The Agentic Revolution: Lightning Sessions on Agentic Workflows

Workflows Community Talks / The Agentic Revolution: Lightning Sessions on Agentic Workflows

The Agentic Revolution: Lightning Sessions on Agentic Workflows

Woong Shin, Jan Janssen, Du Ming, Xiangyu Yin

Talk details

Date April 15, 2026
Time 11:00am PST / 2:00pm EST / 20:00 CEST

Overview

The (R)evolution of Scientific Workflows in the Agentic AI era: Towards Autonomous Science
Woong Shin (Oak Ridge National Laboratory)

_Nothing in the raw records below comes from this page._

PR #2136, opened 2026-09-13
fix(sandboxes): add confirmed admin recovery for pending resets

### LINKED ISSUE #1894: A failed provider delete strands a sandbox and its quota slot with no way back

jhgaylor:
A failed reset already retries in the background, but the accepted admin recovery path in #1894 remained missing: the existing Reap action releases capacity without confirming provider deletion. Add **Retry reset** for fenced persistent sandboxes in `ready` or `suspended`.

The action rechecks the administrator's current role, verified email, suspension and session version before the unscoped lookup and provider call. It uses the existing retry finalizer with an explicit provider probe: a definitive `not_found` confirms retirement; an existing machine gets another delete attempt. Uncertain probes, failed deletes and disabled providers retain the fence and quota reservation. The existing finalizer preserves single-winner retirement accounting and notifications. The admin audit records the operator, tenant, sandbox and result; no unconfirmed release path is added.

Update the sandbox manual and API conflict message to point to automatic retries and the admin action. The existing 409/error field contract is unchanged. The separate pending/starting reset restriction requested in the issue is already documented in the changelog.

Validation: 231 distinct focused reset, admin UI, retry worker, audit, docs and fallback tests passed (the final docs wording was checked again with 43 passing tests). These include provider-lost machines, successful delete, uncertain probe/delete, disabled providers, retained quota, ineligible and malformed requests, and four forms of access revocation after mount. Compilation with warnings as errors, formatting and strict Credo passed. Independent source review found no actionable issues. The prose checker reports only three existing warnings in untouched docs/api.md:128, docs/catalog/runtimes/codex.md:62 and docs/concepts/environment.md:73. Full precommit and broad CI remain for this draft.

Closes #1894.


BinaryBourbon (approved):
Reviewed commit `ec45253bbaf12e236853738fa70ff936bd96641e`.

Reviewed the complete seven-file PR diff against the merge base of supplied base `0d24bb3` and head `ec45253bbaf12e236853738fa70ff936bd96641e`, including the admin event, reset context, LiveView, fallback response, both test changes and docs. Traced the existing reset worker, provider get/destroy contract, provider enablement, row-lock finalization, quota/usage transition, transcript completion and audit handling. The new action refreshes administrator eligibility before the unscoped lookup, validates IDs, and re-reads the pending owned row. Only definitive absence or successful deletion retires it; provider uncertainty keeps its fence and reservation, and concurrent completion still uses the existing finalizer election.

Validation: source inspection of the successful/missing/uncertain/disabled-provider, stale-authority, invalid-row, repeat-event and suspended-home regressions and their production paths; `git diff --check` passed; remote head matched the reviewed commit. I did not rerun the Fountain Elixir suite or full precommit. The review covers the PR’s merge-base diff, not unrelated two-dot differences caused by branch divergence, and makes no claim about future merged-tree validation.

PR #2137, opened 2026-09-13
fix(conversations): interrupt turns before destroying machines

### LINKED ISSUE #1707: Terminating a conversation mid-turn on the destroy branch orphans the turn instead of interrupting it, so it is never priced
`conversation_server.ex:1613-1650` (`:terminate_conv`): the kept-sandbox branch calls `interrupt_turn` first; the destroy branch calls only `drop_connection` (which closes autonomous turns) and stops `:normal` with `current_turn` still set. `terminate/2` (`:2207-2220`) then orphans it with `orphaned_at`, and both `CreditPricer` and `SandboxUsage` exclude orphaned rows.

Not a regression of #1473 (before it the turn stayed `running` and was also never priced), but it now formalises "terminate mid-turn = free turn". Interrupt in both branches.

Related: an orphaned turn later completed by a server on a partitioned node goes through `TurnMachine.finish` and `_unsafe_update_turn`, which overwrites status to `completed` and leaves `orphaned_at` set, so a turn that in fact completed is unbilled. Documented trade-off; noting the billing consequence.

---

jhgaylor:
Terminating a conversation while destroying its machine previously stopped the actor with a current turn still attached. Normal-stop orphan bookkeeping then excluded that otherwise known interrupted interval from usage and credit pricing. Interrupt the turn before dropping the connection and destroying the machine, matching the existing shared/home-machine path.

Seven real-actor regressions cover destroyed, shared and home machines with bounded/unbounded turns, exact SandboxUsage attribution, one idempotent CreditPricer debit, unresolved journal fences, and a reassignment during EOF that preserves both the successor and replacement machine. The original destroy path fails the new `orphaned_at == nil` assertion.

Validation: 97 focused termination, binding, turn-parent, bounded-lifecycle and billing tests passed; formatting, warnings-as-errors compilation, strict Credo (929 files) and diff checks passed. Provider behavior is stubbed; bounded cases use a synthetic journal identity and do not claim remote termination confirmation. Full precommit and live provider acceptance were not run locally.

The related late-orphan-completion note in the issue describes an older writer: current completion already requires a running turn and preserves terminal orphan outcomes. Conservative exclusion of truly orphaned intervals remains intentional because their actual end time is unknown. This PR fixes explicit termination, without changing that billing policy. It is independent of #2133's journal-aware completion changes.

Closes #1707


BinaryBourbon (approved):
Reviewed commit `83d8e67cb1e1a3bc353e2a50b158e882c592832e`.

Reviewed the complete diff in `conversation_server.ex` and `ee/test/fountain/conversations/termination_billing_test.exs`. Traced admission fencing, both interruption branches, kept/shared-machine behavior, connection closure, provider destruction, final binding validation and normal-stop orphaning. Also traced the interval through SandboxUsage and CreditPricer, including the orphan exclusion and debit idempotency key. Interrupting first preserves an ended, billable turn and clears actor state before normal shutdown; bounded retirement retains the remote-stop obligation. The seven regressions cover bounded/unbounded destroyed/shared/home cases and a reassignment during teardown.

No actionable medium-or-higher correctness, tenant-isolation, compatibility, or maintainability defects found. CI run [34761548979](https://github.com/managoat/fountain/actions/runs/34761548979) reports six successful test partitions, static analysis, release/API checks and CI required; Detect secrets also succeeded. This was an independent source review and CI inspection; I did not rerun this PR's tests locally.

Issue #1715, opened 2026-09-07
Tracker: sandbox files lifecycle coordination and provider no-wake guarantee


jhgaylor:
## Current scope — reassessed 2026-09-17

This is an umbrella for the remaining sandbox-files lifecycle and provider-contract work, not one implementation PR. Assessment: static inspection of main at `ae736fe0eff2aed7ac07675041b09185002c5425`, the pinned provider adapter, current provider documentation and live issue/PR history. No new race reproduction or tests were run during this assessment.

### Completed

- [x] **Symlink confinement:** #2139 merged on 2026-09-14. File/directory targets are checked against physical allowed roots, with real-shell regressions. The original lexical-confinement defect is addressed. This is physical path validation, not descriptor-relative protection against adversarial filesystem mutation between resolution and access; that limitation is documented and is not being folded into the remaining lifecycle fix.

### Remaining work

- [ ] #2394 — **Coordinate file-read admission with Fountain-controlled park/destroy.** One focused implementation PR, estimated medium once its admission contract is explicit. All four operations (list, read, diff, status) must participate in the existing machine-owner/lease protocol, with fresh eligibility checks, bounded cleanup and deterministic concurrency regressions.
- [ ] #2395 — **Decide the no-wake guarantee under autonomous provider sleep.** A Fountain lease can coordinate Fountain's lifecycle operations; it cannot prevent Sprites from sleeping independently and waking when exec is called. Decide whether to require an atomic provider capability or explicitly narrow ADR 0039's promise. No contract change is authorized merely by this split.

## Pickup order

1. Re-read #2386's merged state and #2344's current decisions. **Recommend landing #2394 after #2386** (ADR 0058 stage 9a), because it makes `destroying` durable intent that readers must refuse even after its lease expires. #2386 was open at this assessment; do not treat that snapshot as its future state.
2. Investigation and deterministic reproduction for #2394 can start now. The sequencing recommendation is not a declared hard blocker, and there is no need to wait for all of #2344 or its later stage 9b cleanup. Reuse the existing ownership protocol; another status check or a mailbox alone is insufficient.
3. #2395 can be investigated independently. The lifecycle fix must state its narrower guarantee and must not claim to prove that provider exec never wakes an autonomously sleeping VM.
4. Before closing this umbrella, both children need explicit disposition. If the decision retains strict provider no-wake, add and complete the necessary capability/adapter/validation follow-ups here; deciding the contract alone does not implement it.

[...]

PR #2139, opened 2026-09-13
fix(sandbox-files): confine symlink targets to physical roots

jhgaylor:
Sandbox file listing and reading followed symlinks after checking only the requested path lexically. Both now resolve the target physically and compare it with the physical allowed roots in the provider's execution namespace. An escaped target returns the existing `path_outside_sandbox` error before emitting file bytes or directory entries. The shared root guard also serves git discovery, preserving mapped runner homes and sandbox-facing repository paths.

Real-shell regressions cover outside directory/file symlinks, in-root symlinks, symlinked runner homes, either allowed root, trailing newlines, missing/dangling paths, wrong kinds and unreadable files. The two escape regressions fail on the original implementation by returning outside bytes and filenames. Context/controller checks verify mapped root arguments and error translation.

Validation: all 85 focused shell, context and API controller tests passed; formatting, warnings-as-errors compilation, strict Credo (930 files), and diff checks passed. Shell behavior was exercised locally on macOS; Linux and the wider suite remain CI validation. No live provider acceptance or full precommit was run locally.

This is physical path validation, not descriptor-relative confinement against an adversarial symlink swap between resolution and opening. That limit is stated in the module documentation.

The separate ready-then-exec parking race remains open. `SandboxFiles.ready?/1` checks the supplied row before provider exec, while lifecycle suspension/parking runs independently. The pinned Sprites adapter's suspend call is a no-op and its exec path has no conditional no-wake option. Sprites documents that commands [wake sleeping machines](https://docs.sprites.dev/quickstart/), and its [exec API](https://sprites.dev/api/sprites/exec) exposes no such condition. Another row check cannot make remote execution atomic; a complete remedy needs coordinated read/park admission and a provider capability or an explicit contract change for autonomous sleep. This exceeds a second small local PR and is retained under the issue's `big bug` label.

Refs #1715


BinaryBourbon (approved):
Reviewed commit `32fb6cde8e1f7a6c72bea41c5843903c71249857`.

Reviewed all four changed files at `32fb6cde8e1f7a6c72bea41c5843903c71249857` against `0d24bb38ba333269d493d3f7f4fcf9f70d646c1c`, using base review instructions and ADR 0039. No actionable medium-or-higher findings in this change.

Traced the full-scope, tenant-scoped controller fetch through lexical resolution, provider host-path mapping, all four shell operations, exit translation, and redaction. Physical targets are compared against physical roots before list entries or file bytes are emitted; positional argv remains data, the sentinel preserves trailing newlines, and git returns the sandbox-facing root. Inspected every changed regression and retained parser/redaction behavior. The documented concurrent symlink-swap and ready-versus-park limitations are real remaining scope limits, not claims this patch resolves them.

Independent validation: executed 10 diagnostics against the exact raw shell fragments extracted from this head, using local macOS bash and disposable paths. Passed directory and file escapes (exit 9, empty stdout), allowed symlinks, mapped homes, either root, trailing-newline files/directories, and git status/diff root mapping. Exact live-head comparison and `git diff --check` passed. I did not run the full ExUnit suite, Linux/provider acceptance, or precommit, and do not claim those from the author's evidence.

PR #2140, opened 2026-09-13
fix(agents): snapshot references removed by source deletion

### LINKED ISSUE #1052: Environment deletion changes agent config without writing a version

jhgaylor:
Deleting an environment silently nilified an agent's default environment without creating a version; environment and vault allowlists also retained deleted IDs. The newest snapshot could therefore disagree with the live agent and attribute the cleanup to a later edit.

Delete each source in the same transaction as scoped reference cleanup and a new snapshot for every affected agent. Lock the source before scanning fresh agent rows in ID order, and use `RETURNING` with the existing snapshot writer. Environment-changing edits acquire the existing source advisory lock before the agent row to preserve lock order. Audits happen after the transaction, and existing home teardown stays outside it. A deletion or snapshot failure rolls back all reference and version changes.

Only references to the deleted resource change. Empty allowlists remain empty, unrestricted `nil` remains unrestricted, database-derived vault access remains consistent, historical configurations with disabled runtimes can still be cleaned, and older snapshots are untouched. Update the agent manual and ADR 0029's resolved gap. This cleanup covers references present at deletion; the existing allowlist validators still permit a later stale-ID submission. This PR does not introduce FK-like integrity or change authorization policy for those arrays.

Validation: 323 focused tests passed across new transaction/concurrency regressions, agents, environments, vaults, home teardown, source write ordering, version history, audit and docs. The new tests verify both edit/deletion orders, concurrent new and changed environment FKs, real database failures at deletion and snapshot insertion, untouched cotenants and historical snapshots, and nil/empty access semantics. Compilation with warnings as errors, formatting and strict Credo passed. The ADR index regenerated without changes; independent source review found no actionable issues. The prose checker reports only three existing warnings in untouched docs/api.md:128, docs/catalog/runtimes/codex.md:62 and docs/concepts/environment.md:73. Full precommit and broad CI remain for this draft.

Closes #1052.


BinaryBourbon (approved):
Reviewed commit `d77498133acfb845eabd4609e106e0d278b0e44b`.

Reviewed the entire seven-file diff at `d77498133acfb845eabd4609e106e0d278b0e44b` against `0d24bb38ba333269d493d3f7f4fcf9f70d646c1c`, using base contributor/review instructions and ADRs 0013/0029. No actionable medium-or-higher findings.

Followed environment/vault deletion from tenant-scoped API/LiveView callers and the Buzz cleanup caller, through home retirement, the source-lock wrapper, the fresh ordered agent scan, RETURNING writes, version insertion, source deletion, and post-transaction audit. Checked update/rollback/manifest callers and the source-before-agent lock ordering for environment FK changes. Cleanup preserves nil versus empty allowlists, unrelated configuration, generated vault-access values and historical snapshots. The docs match this scope; later stale allowlist submissions remain explicitly outside it.

Inspected every new regression, including real lock waits in both edit/deletion orders, concurrent new and changed FKs, actual deletion/version constraint failures, cotenant isolation, historical runtimes, snapshot freshness and audit attribution. Exact live-head comparison and `git diff --check` passed. This is a completed source review; I did not rerun the database concurrency suite or full precommit and do not represent the PR author's runs as independent execution evidence.

PR #24, opened 2025-04-09
feat: run the code in daytona

idagelic:
This PR adds a prompt for running the code that the coder generated - the code is run in a secure and isolated Daytona Sandbox that spins up in a fraction of a second and runs the arbitrary Python/TypeScript code

How to use it:

1. First terminal window:
`export GEMINI_API_KEY=<your-gemini-api-key>`
`npm run agents:coder`

2. Second terminal window:
`export DAYTONA_API_KEY=<your-daytona-api-key`
`npm run a2a:cli:daytona`

image

This is a simple addition to the Coder sample as a proof of work implementation of an AI runtime. We are working on an A2A implementation with our sandbox orchestration agent that will be released soon. Interested in the feedback from the team.

### DIFF
--- a/samples/js/package-lock.json
+++ b/samples/js/package-lock.json
@@ -8,6 +8,7 @@
       "name": "a2a-samples-js",
       "version": "0.1.0",
       "dependencies": {
+        "@daytonaio/sdk": "^0.12.1",
         "@genkit-ai/googleai": "^1.4.0",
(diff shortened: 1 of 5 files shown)


zeroasterisk:
I believe this PR is now deprecated by #170 / reopen if untrue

Modern scientific discovery increasingly requires coordinating distributed facilities and heterogeneous resources, forcing researchers to act as manual workflow coordinators rather than scientists. Advances in AI leading to AI agents show exciting new opportunities that can accelerate scientific discovery by providing intelligence as a component in the ecosystem. However, it is unclear how this new capability would materialize and integrate in the real world. To address this, we propose a conceptual framework where workflows evolve along two dimensions, intelligence (from static to intelligent) and composition (from single to swarm), to chart an evolutionary path from current workflow management systems to fully autonomous, distributed scientific laboratories. By embedding reasoning and adaptation into workflows, these labs have the potential to accelerate discovery by factors of 10 to 100, transforming exploratory science into a continuous, machine-augmented process.

Title: TBD
Jan Janssen (Max Planck Institute for Sustainable Materials)

Agentic AI for experiments and data analyses at the APS
Du Ming, Xiangyu Yin (Argone National Laboratory)

We will introduce the current efforts of using vision language model (VLM) agents for automated and low-barrier beamline operations and data processing algorithm research. We first present Experiment Automation Agents (EAA), an agent capable of controlling beamline instruments and making decisions based on image semantics, with a few cases demonstrating how it automates and democratizes experimental operations at APS beamlines. We will then introduce works on agentic data processing, which includes PEAR, a domain-expert system that tunes ptychographic reconstruction hyperparameters using reconstructed image as feedback, and Pty-Chi-Evolve, an auto-research agent that autonomously searches for regularization operators during iterative reconstructions to enhance result quality.